How to become an expert in thermography without falling into the Dunning-Kruger effect.

The keys to advancing the application of thermography to health and sports in an objective and scientific manner without being an Dunning-Kruger person.

The Dunning-Kruger effect, coined by David Dunning and Justin Kruger from Cornell University (New York, USA) in 1999, refers to how people tend to overestimate their abilities due to excessive confidence when they lack knowledge or are just starting to learn about a subject. As they delve deeper into the topic, they realize how much they didn’t know and are unable to answer certain questions related to the subject, leading to a decrease in their perceived competence. It’s only when they attain in-depth knowledge and gain years of experience and practice with the technology that they acquire the skills and competencies to transfer knowledge effectively.

At ThermoHuman, we have been working on the application of thermography in health and sports since 2009, with over 59 published scientific articles, 9 defended doctoral theses, and professional experience in more than 40 countries. This experience allows us to humbly but proudly share our knowledge with the community.

Dunning-Kruger effect apply to thermography

When we apply the Dunning-Kruger effect to thermography, we may think of its use in the 70s-80s for breast cancer detection, which, due to poor results, gave thermography a controversial reputation for many years. This could be attributed, among other things, to professionals’ lack of knowledge in the technique and the technical limitations of cameras and software at that time.
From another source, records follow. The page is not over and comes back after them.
PR #823, opened 2014-01-30
Store bucket type hash for new riak_objects in typed buckets

kellymclaughlin:
Calculate and store a bucket type hash for all new riak_objects
created for typed buckets. This primary consumer of this information
is Riak's replication system, but it may have general use and is
benign when not used.


kellymclaughlin:
The module tests in `riak_object` and `riak_object_eqc` do not test typed buckets. I will be pushing a commit to add that testing, but opened the PR so that the review can commence while I do that work.

kellymclaughlin:
I updated and refactored some of the tests in `riak_object` so that there is now some testing with typed buckets there. Also added some generators for typed buckets for used in `riak_object_eqc`.

bowrocker:
Replication riak_tests are passing for me.

src/riak_object.erl
```diff
@@ -498,15 +501,58 @@ apply_updates(Object=#r_object{}) ->
...
+-spec bucket_type_hashes(riak_object()) -> undefined | [integer()].
+bucket_type_hashes(RObj) ->
+    get_metadatas_entry(bucket_type_hash, RObj).
+
+%% @doc Return a list of values for a particular key contained in
+%% the metadata dictionaries associated with each value in a
+%% riak_object.
+-spec get_metadatas_entry(term(), riak_object()) -> [term()].
+get_metadatas_entry(Key, #r_object{contents=Contents}) ->
+    ordsets:to_list(
```
andrewjstone, line 540: No need to do an explicit conversion here, as ordsets are always implemented as lists. An argument can be made that it makes the code clearer, but it still adds unnecessary runtime overhead.

evanmcc, line 540: it adds one reduction, it looks like:

```
-spec to_list(Ordset) -> List when
      Ordset :: ordset(T),
      List :: [T].

to_list(S) -> S.
```

kellymclaughlin, line 540: Sure I can change that. Hooray for reliance on implementation details! #lolerlang

andrewjstone, line 540: What's your preference @evanmcc? I've seen code written both ways. Not sure why I picked this PR to bring it up. You're welcome @kellymclaughlin

evanmcc, line 540: Leave it.  Don't break encapsulation if you don't have to.

andrewjstone, line 540: I'm fine with that here. Especially since it means not changing this PR. Bikeshedding over drinks in denver sounds better.

andrewjstone:
- [x] eunit + eqc
- [x] xref
- [x] dialyzer
- [x] riak_test

Riak test taking forever. Some pass, some fail. PR seems good.

src/riak_object.erl
```diff
@@ -498,15 +501,58 @@ apply_updates(Object=#r_object{}) ->
...
+      lists:foldl(get_metadatas_entry_fold_fun(Key), ordsets:new(), Contents)).
+
+-type metadatas_entry_fold_fun() :: fun((term(), ordsets:ordset()) -> ordsets:ordset()).
+-spec get_metadatas_entry_fold_fun(term()) -> metadatas_entry_fold_fun().
+get_metadatas_entry_fold_fun(Key) ->
+    fun(Content, Acc) ->
+            case dict:find(Key, Content#r_content.metadata) of
```
andrewjstone, line 547: The type of `#r_content.metadata` is `dict() | list()`. Are we sure this function only gets called with Dict type data?

kellymclaughlin, line 547: I think that spec is wrong, but I do see one place at [L135](https://github.com/basho/riak_kv/blob/feature/riak-object-btype-hash-metadata/src/riak_object.erl#L135) where you could get something other than a `dict` stored for that field. If someone used `new/4` to specify metadata and the function clauses at [L118](https://github.com/basho/riak_kv/blob/feature/riak-object-btype-hash-metadata/src/riak_object.erl#L118) or [L120](https://github.com/basho/riak_kv/blob/feature/riak-object-btype-hash-metadata/src/riak_object.erl#L120) when creating the object they could pass any sort of non-list structure in for `MD`. The `is_list` guards in previous function clauses would not let a list make it that far though so that gives more credence to the idea that the spec is wrong.

andrewjstone, line 547: It does seem like the spec is wrong and those guards help prevent badness, but the opportunity does still exist. Maybe a separate Issue should be opened. No change required for this PR IMO.

andrewjstone:
:+1:

PR #824, opened 2014-02-01
display default type properties in console status output

jrwest:
prior to this commit default properties were not displayed because
they cannot be read directly via the claimant.

the `bucket_type_raw_props` function should actually, in some form, be
available in `riak_core_bucket_type`, however, it is left here in riak_kv
to minimize changes.

addresses https://github.com/basho/riak_core/issues/517


jrwest:
in addtion to the above, I have also added one additional change: including the default type in `riak-admin bucket-type list`

coderoshi:
+1

PR #825, opened 2014-02-01
revert allow_mult default only for untyped (default type) buckets

jrwest:
as discussed.

confbal -- I attempted to update the description for `allow_mult` but am realizing now that this is probably insufficient given all default bucket properties in `riak.conf` only affect untyped buckets and we have yet to decide if "untyped buckets" is in fact what we want to call them.

Before Merge:
- [x] verify test changes are correct and pass
- [ ] CSE +1
- [x] PM +1
- [ ] Have a plan re: testing (specifically `riak_test`) as discussed -- ideally testing both setting values, or at a minimum preserve `allow_mult=true` in tests that have been updated to account for it

### DIFF
--- a/priv/riak_kv.schema
+++ b/priv/riak_kv.schema
@@ -488,11 +488,11 @@ end
  hidden
 ]}.
 
-%% @doc Whether or not siblings are allowed.  Note: See Vector Clocks
-%% for a discussion of sibling resolution.
+%% @doc Whether or not siblings are allowed, by default, for untyped buckets.
+%% Note: See Vector Clocks for a discussion of sibling resolution.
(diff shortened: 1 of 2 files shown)


jrwest:
for the reviewer: typed bucket defaults can (unfortunately?) be found [here](https://github.com/basho/riak_core/blob/develop/src/riak_core_bucket_type.erl#L119)

seancribbs:
:+1: on schema tests.

gburd:
I'm not a fan of reverting this to default to "false" :poop:
That said, +1

kellymclaughlin:
:+1:

jonmeredith:
+1 merge - accepting giddyup breakage.  Will need to fix tests to go from beta to rc.

PR #827, opened 2014-02-05
warn about inability to downgrade after activating bucket type

jrwest:
As discussed.

This implementation is less ideal than potentially writing a flag, serialized through the claimant like other bucket type operations, and checking that. A potential degenerate case is a user creating thousands of bucket types without activating any of them. However, after creating 50k+ bucket types without activation the time to create or activate a type in scientific"" tests on my machine didn't take noticeably longer than on a node with only a few types.

Example:

User first has no types:

```
$ dev/dev1/bin/riak-admin bucket-type list
default (active)
```

User first creates a type:

```
$ dev/dev1/bin/riak-admin bucket-type create type1 '{"props": {}}'
type1 created

WARNING: After activating type1, nodes in this cluster
can no longer be downgraded to a version of Riak prior to 2.0
```

User creates another type, but no types have been activated, so warning still emitted. Same
when `create` is called again to change the properties on the type.

```
$ dev/dev1/bin/riak-admin bucket-type create type2 '{"props": {}}'
type2 created

WARNING: After activating type2, nodes in this cluster
can no longer be downgraded to a version of Riak prior to 2.0
$ dev/dev1/bin/riak-admin bucket-type create type2 '{"props": {"allow_mult": false}}'
type2 created

WARNING: After activating type2, nodes in this cluster
can no longer be downgraded to a version of Riak prior to 2.0
```

User activates a type, a final warning is emitted:

```
$ dev/dev1/bin/riak-admin bucket-type activate type1
type1 has been activated

WARNING: Nodes in this cluster can no longer be
downgraded to a version of Riak prior to 2.0
```

Future operations have no warning:

```
$ dev/dev1/bin/riak-admin bucket-type create type2 '{"props": {"allow_mult": true}}'
type2 created
$ dev/dev1/bin/riak-admin bucket-type activate type2
type2 has been activated
$ dev/dev1/bin/riak-admin bucket-type create type3 '{"props": {"datatype": "set"}}'
type3 created
$ dev/dev1/bin/riak-admin bucket-type activate type3
type3 has been activated
$ dev/dev1/bin/riak-admin bucket-type list
default (active)
type3 (active)
type1 (active)
type2 (active)
```

### DIFF
--- a/src/riak_kv_console.erl
+++ b/src/riak_kv_console.erl
@@ -471,13 +471,22 @@ bucket_type_print_props(Props) ->
 
 bucket_type_activate([TypeStr]) ->
     Type = list_to_binary(TypeStr),
-    bucket_type_print_activate_result(Type, riak_core_bucket_type:activate(Type)).
+    IsFirst = bucket_type_is_first(),
+    bucket_type_print_activate_result(Type, riak_core_bucket_type:activate(Type), IsFirst).
 
-bucket_type_print_activate_result(Type, ok) ->
-    io:format("~s has been activated~n", [Type]);
-bucket_type_print_activate_result(Type, {error, undefined}) ->
+bucket_type_print_activate_result(Type, ok, IsFirst) ->
+    io:format("~s has been activated~n", [Type]),
+    case IsFirst of
+        true ->
+            io:format("~n"),
+            io:format("WARNING: Nodes in this cluster can no longer be~n"
+                      "downgraded to a version of Riak prior to 2.0~n");
+        false ->
+            ok
+    end;
+bucket_type_print_activate_result(Type, {error, undefined}, _IsFirst) ->
     bucket_type_print_status(Type, undefined);
-bucket_type_print_activate_result(Type, {error, not_ready}) ->
+bucket_type_print_activate_result(Type, {error, not_ready}, _IsFirst) ->
     bucket_type_print_status(Type, created).
 
 bucket_type_create([TypeStr, PropsStr]) ->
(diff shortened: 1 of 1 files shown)


jrwest:
tried 100k types as well w/o seeing too much issue

src/riak_kv_console.erl
```diff
@@ -471,13 +471,22 @@ bucket_type_print_props(Props) ->
...
 bucket_type_activate([TypeStr]) ->
     Type = list_to_binary(TypeStr),
-    bucket_type_print_activate_result(Type, riak_core_bucket_type:activate(Type)).
+    IsFirst = bucket_type_is_first(),
+    bucket_type_print_activate_result(Type, riak_core_bucket_type:activate(Type), IsFirst).
 
-bucket_type_print_activate_result(Type, ok) ->
-    io:format("~s has been activated~n", [Type]);
-bucket_type_print_activate_result(Type, {error, undefined}) ->
+bucket_type_print_activate_result(Type, ok, IsFirst) ->
```
andrewjstone, line 477: Instead of passing in `IsFirst` as a new argument, the entire case clause below should be abstracted into a `maybe_print_warning/1` function that takes a `Type` parameter. This same function can be used in `bucket_type_print_create_result/2` below. The `/3` versions of these functions will no longer be needed.

jrwest, line 477: The reason `IsFirst` is passed through here is because `bucket_type_is_first()` must be called before the operation has completed otherwise the warning is never printed (the check finds the just activated type, which is the condition for skipping the warning). But perhaps there is still a way to clean that up...

andrewjstone, line 477: That makes sense. In that case don't worry about it. I was thinking about maybe just abstracting the message itself, but that's no big deal.

andrewjstone:
- [x] code inspection
- [x] dialyzer
- [x] manual testing

:+1:

gburd:
+1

To avoid falling into the Dunning-Kruger trap when applying thermography, it’s crucial to avoid making certain mistakes:

1. Initial focus on colors: It’s common to fixate on the colors in the thermographic images, where regions with more striking colors (such as red or white in the rainbow palette) catch attention. However, associating a problem solely based on colors is a major mistake. Colors in thermography do not correspond to any validated metric in scientific literature, so drawing conclusions solely from colors should be avoided.
2. Understanding the limitations: Without proper analysis using software, the only use of thermography is qualitative. However, relying solely on subjective interpretation without knowledge and experience can lead to high bias. It’s essential to analyze images using metrics that provide valuable information.
3. Using metrics for valuable insights: With the use of metrics, thermography can offer real applications. Asymmetry is a reliable and stable metric for analysis. By utilizing asymmetry, one can generate reports that help identify injury risks and monitor progress toward restoring balance.
4. Recognizing recurring patterns: Continued use of thermography allows professionals to recognize patterns and proportions that frequently occur in human biology. For instance, joints tend to have lower temperatures compared to muscular regions, and muscle injuries may exhibit hypothermia.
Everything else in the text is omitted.